Issue #1103, opened 2022-03-13
Redirects for nightly builds


favonia:
I believe the redirect system set up in #799, #801, and #845 is no longer working. I played a bit with the CI scripts (see #1102) but got stuck because `saunders.phil.cmu.edu` is not working. I wonder what would be the plan to restore the links?

By the way, in addition to all the methods mentioned in #799, we could also put HTML files on GitHub with
```html
<meta http-equiv="refresh" content="0; url=real-file-123456.pdf">
```
to solve the problem. The advantage is that it does not involve other servers and the redirects will always be up to date. The downside is that people might not expect an HTML redirect page before downloading the actual PDF, and tools like `curl` and `wget` do not support this kind of redirects.

Yet another solution is to have a landing page directly on GitHub, say, at `https://hott.github.io/book/download.html`.

mikeshulman:
It would be nice not to need Saunders.

favonia:
It is easy to generate those HTML files with `<meta />` redirection. I wonder how we can make a decision on this.

favonia:
Closed by #1102.

favonia:
Related: #1105.

PR #1104, opened 2022-03-13
GitHub Actions to update errata.tex

favonia:
While we are deciding the fate of nightly builds in #1103, I believe we can already enable the updater for `errata.tex`. This script will be triggered by (1) manual execution, (2) any commit to the master branch, and (3) any pull request from the same repo (for example this one). The commit message will be `Mark Errata (auto)` as the one used by the original Travis script.

The code was extracted from #1102. I tried to minimize changes to other files in this PR.

~~PS: Currently, I [manually disabled this action](https://github.com/HoTT/book/actions/workflows/errata.yml) because otherwise it would _immediately_ try to update `errata.tex` in this PR.~~


mikeshulman:
Seems ok as far as I can tell.  Do we just have to merge it and see whether it works?

JasonGross:
> PS: Currently, I [manually disabled this action](https://github.com/HoTT/book/actions/workflows/errata.yml) because otherwise it would _immediately_ try to update `errata.tex` in this PR.

What's wrong with it updating the errata in this PR?

.github/workflows/ci.yml
```diff
@@ -56,9 +46,3 @@ jobs:
           
     - name: Build
       run: make ${{ matrix.targets }}
-    
-    - name: Update errata
-      run: etc/ci/update_errata.sh
- 
-    - name: Update nightlies
```
JasonGross, line 63: For this PR, we should leave in the updating of nightlies, right?

favonia:
> > PS: Currently, I [manually disabled this action](https://github.com/HoTT/book/actions/workflows/errata.yml) because otherwise it would _immediately_ try to update `errata.tex` in this PR.
> 
> What's wrong with it updating the errata in this PR?

I prefer updating it in the master branch instead of this PR because I didn't want to make the impression that this PR has directly changed errata.tex in any way. That said, this is a very minor point that I don't feel strongly about. There's nothing really "wrong".

.github/workflows/ci.yml
favonia: No, I think we should pause the updating until we have decided what to do and then completed the transition. The current code is already not working (well), and the redirect server is down. The updater had stopped working for more than one year and I believe we can wait a bit longer. Running the semi-working updater for nightly builds _now_ is not very useful IMO.

favonia:
> Seems ok as far as I can tell. Do we just have to merge it and see whether it works?

Yes. In fact, it already worked on this PR, but then I manually reverted the automatic commit.

favonia:
@JasonGross @mikeshulman Alright, I re-enabled the workflow so that, as you can see, the script managed to update `errata.tex` in this PR as 574a6d8251c4a6a29f687707d8958b85080eaee7. It is easy to change the detail of the automatic commit---including setting its author to the one who originally triggers the event. I still feel it is better to put a hold on updating nightly builds until #1103 is resolved.

mikeshulman (approved):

TASK BRIEF:
Find every line of the data that includes the string "Seems". Copy each of those lines.

TASK OUTPUT:
Seems ok as far as I can tell.  Do we just have to merge it and see whether it works?
> Seems ok as far as I can tell. Do we just have to merge it and see whether it works?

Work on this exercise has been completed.